*TASK PROMPT:*
Set down the entries once more exactly as they were written.

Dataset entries
PR #18, opened 2020-03-12
Singular, intrinsic, and derivative expressions

kvark:
This PR adds all the missing expression types to the IR. It also upgrades the WGSL lexer and expression parser to handle them.

### DIFF
--- a/src/front/wgsl.rs
+++ b/src/front/wgsl.rs
@@ -26,6 +26,8 @@ pub enum Token<'a> {
     Word(&'a str),
     Operation(char),
     LogicalOperation(char),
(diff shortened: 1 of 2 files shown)


jrmuizel:
I think it would be better to resolve the builtin functions during typecheck/name resolution and not handle them explicitly during parsing.

Other than that the stuff here seems fine.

*YOUR RESPONSE:*
PR #18, opened 2020-03-12
Singular, intrinsic, and derivative expressions

kvark:
This PR adds all the missing expression types to the IR. It also upgrades the WGSL lexer and expression parser to handle them.

### DIFF
--- a/src/front/wgsl.rs
+++ b/src/front/wgsl.rs
@@ -26,6 +26,8 @@ pub enum Token<'a> {
     Word(&'a str),
     Operation(char),
     LogicalOperation(char),
(diff shortened: 1 of 2 files shown)


jrmuizel:
I think it would be better to resolve the builtin functions during typecheck/name resolution and not handle them explicitly during parsing.

Other than that the stuff here seems fine.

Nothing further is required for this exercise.